PR #1733, opened 2024-12-12
[DIR-1807] - Add ability to select and delete multiple workflow variables

goranchristian:
# Add Bulk Delete for Variables

## Changes
- Added multi-select functionality for variables using checkboxes
- Implemented "Select All" feature with dropdown indicator
- Enhanced delete dialog to handle single/multiple/all item scenarios with appropriate messaging
- Added a dedicated delete button in the toolbar for selected items

- There is a problem with not implementing the multiple delete functionality in both Settings and Explorer since, the same ItemRow, Delete components and delete.ts mutation file is used. So the old delete btn is not working at the moment in explorer view, but I couldn't remove it since it is used in the Settings section. 
This will be cleaner after we implement it in both places. :)

https://github.com/user-attachments/assets/2a98d761-d6f0-41dd-98d7-5adf9cbb1464

## Checklist

## Checklist Internal

- [x] Has the PR been labeled

### DIFF
--- a/ui/e2e/explorer/workflow/variables.spec.ts
+++ b/ui/e2e/explorer/workflow/variables.spec.ts
@@ -26,7 +26,7 @@ test.afterEach(async () => {
 
 test("bulk delete workflow variables", async ({ page }) => {
   // Create 3 test variables
-  await createWorkflowVariables(namespace, workflow, 3);
+  await createWorkflowVariables(namespace, workflow, 4);
 
   await page.goto(`/n/${namespace}/explorer/workflow/settings/${workflow}`);
 
@@ -36,7 +36,9 @@ test("bulk delete workflow variables", async ({ page }) => {
   await expect(
     page.getByText(`Are you sure you want to delete variable`, { exact: false })
   ).toBeVisible();
-  await page.getByRole("button", { name: "Cancel" }).click();
+  await page.getByRole("button", { name: "Delete" }).click();
+  await waitForSuccessToast(page);
+  await expect(page.getByTestId("item-name")).toHaveCount(3);
 
   // Check second checkbox and click delete
   await page.getByTestId("item-name").getByRole("checkbox").nth(0).check();
--- a/ui/e2e/explorer/workflow/variables.spec.ts
+++ b/ui/e2e/explorer/workflow/variables.spec.ts
@@ -1,0 +1,68 @@
+import { createNamespace, deleteNamespace } from "../../utils/namespace";
+import { expect, test } from "@playwright/test";
+
+import { createFile } from "e2e/utils/files";
+import { createWorkflowVariables } from "../../utils/variables";
+import { faker } from "@faker-js/faker";
+import { waitForSuccessToast } from "./utils";
+
+let namespace = "";
+let workflow = "";
+
+test.beforeEach(async () => {
+  namespace = await createNamespace();
+  workflow = faker.system.commonFileName("yaml");
+  await createFile({
+    name: workflow,
+    namespace,
+    type: "workflow",
+    yaml: "direktiv_api: workflow/v1\nstates:\n- id: noop\n  type: noop",
+  });
+});
+
+test.afterEach(async () => {
+  await deleteNamespace(namespace);
+});
+
+test("bulk delete workflow variables", async ({ page }) => {
+  // Create 3 test variables
+  await createWorkflowVariables(namespace, workflow, 3);
+
+  await page.goto(`/n/${namespace}/explorer/workflow/settings/${workflow}`);
+
+  // Check first checkbox and click delete
+  await page.getByTestId("item-name").getByRole("checkbox").first().check();
+  await page.getByRole("button", { name: "Delete" }).click();
+  await expect(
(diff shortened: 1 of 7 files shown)


ui/src/api/variables/mutate/delete.ts
```diff
@@ -10,17 +10,29 @@ import { useTranslation } from "react-i18next";
 import { varKeys } from "..";
 
 const deleteVar = apiFactory({
-  url: ({ namespace, variableID }: { namespace: string; variableID: string }) =>
-    `/api/v2/namespaces/${namespace}/variables/${variableID}`,
+  url: ({
```
stefan-kracht, line 13: I think the interface of this function could be a bit simplified, which will lead to an even simpler code below in this file. The function can now be called with no variableIDs at all, since both params are optional. We could instead always require an array and chose the correct endpoint depending on the size of the array.

I will just paste a changed version of the entire file because it is easier to illustrate. The hook will now require to always pass an array. The only weak spot here, is that you could pass an empty array, but I think that's fine.


```typescript
import { VarDeletedSchema, VarSchemaType } from "../schema";

import { apiFactory } from "~/api/apiFactory";
import { useApiKey } from "~/util/store/apiKey";
import useMutationWithPermissions from "~/api/useMutationWithPermissions";
import { useNamespace } from "~/util/store/namespace";
import { useQueryClient } from "@tanstack/react-query";
import { useToast } from "~/design/Toast";
import { useTranslation } from "react-i18next";
import { varKeys } from "..";

const deleteVar = apiFactory({
  url: ({
    namespace,
    variableIDs,
  }: {
    namespace: string;
    variableIDs: string[];
  }) =>
    variableIDs.length === 0
      ? `/api/v2/namespaces/${namespace}/variables/${variableIDs[0]}`
      : `/api/v2/namespaces/${namespace}/variables?ids=${variableIDs.join(",")}`,
  method: "DELETE",
  schema: VarDeletedSchema,
});

export const useDeleteVar = ({
  onSuccess,
}: { onSuccess?: () => void } = {}) => {
  const apiKey = useApiKey();
  const namespace = useNamespace();
  const { toast } = useToast();
  const queryClient = useQueryClient();

  if (!namespace) {
    throw new Error("namespace is undefined");
  }

  const mutationFn = (variables: VarSchemaType[]) =>
    deleteVar({
      apiKey: apiKey ?? undefined,
      urlParams: {
        namespace,
        variableIDs: variables.map((v) => v.id),
      },
    });

  return useMutationWithPermissions({
    mutationFn,
    onSuccess: (_, input) => {
      queryClient.invalidateQueries({
        queryKey: varKeys.varList(namespace, {
          apiKey: apiKey ?? undefined,
          workflowPath:
            input[0]?.type === "workflow-variable"
              ? input[0].reference
              : undefined,
        }),
      });
      toast({
        title: t("api.variables.mutate.deleteVariable.success.title"),
        description: t(
          "api.variables.mutate.deleteVariable.success.description",
          {
            name:
              input.length > 1
                ? `${input.length} variables`
                : input[0]?.name || "",
          }
        ),
        variant: "success",
      });
      onSuccess?.();
    },
    onError: () => {
      toast({
        title: t("api.generic.error"),
        description: t("api.variables.mutate.deleteVariable.error.description"),
        variant: "error",
      });
    },
  });
};

```

ui/e2e/explorer/workflow/variables.spec.ts
```diff
@@ -0,0 +1,68 @@
...
+      exact: true,
+    })
+  ).toBeVisible();
+
+  // Confirm deletion
+  await page.getByRole("button", { name: "Delete" }).click();
+  await waitForSuccessToast(page);
+
+  await expect(page.getByTestId("item-name")).toHaveCount(0);
+});
```
stefan-kracht, line 68: Very good testing here. Especially with checking the different modal messages. Could we add one small check to make sure a single delete works as well? Maybe just add 4 variable instead of 3 and in the beginning of this test you delete the first and check if the list updated?

stefan-kracht (changes requested):
This looks awesome! And your code is very well-structured and readable! You did a really good job!

I added some of my usual nit picky suggestions :D nothing big

ui/src/api/variables/mutate/delete.ts
goranchristian: much more elegant for sure.

stefan-kracht (changes requested):
I just noticed this small bug when you try to delete one item from the context menu. It will show the delete button. Not really bad, but it is a bit confusing because something red in the background randomly appears.

CleanShot 2024-12-13 at 11 50 51@2x

We probably need to add some more state like the `deleteItem` that we had before and combine it with the selection list?  (so that deleteItem contains either `single | selection`). Something like that....

But we can also fix that in the next ticket when you implement the feature for namespace variables. 

--- 

I also added one small note about the translation key.

stefan-kracht:
> I added !dialogOpen to the optional display of the delete button. :)

That is pretty clever  :) I was overthinking it

stefan-kracht (approved):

» WHAT IS EXPECTED
Reproduce exactly every line that sits between the start of the entries and the line bearing "This will be", counting both of those lines.

» EXERCISE ANSWER
PR #1733, opened 2024-12-12
[DIR-1807] - Add ability to select and delete multiple workflow variables

goranchristian:
# Add Bulk Delete for Variables

## Changes
- Added multi-select functionality for variables using checkboxes
- Implemented "Select All" feature with dropdown indicator
- Enhanced delete dialog to handle single/multiple/all item scenarios with appropriate messaging
- Added a dedicated delete button in the toolbar for selected items

- There is a problem with not implementing the multiple delete functionality in both Settings and Explorer since, the same ItemRow, Delete components and delete.ts mutation file is used. So the old delete btn is not working at the moment in explorer view, but I couldn't remove it since it is used in the Settings section. 
This will be cleaner after we implement it in both places. :)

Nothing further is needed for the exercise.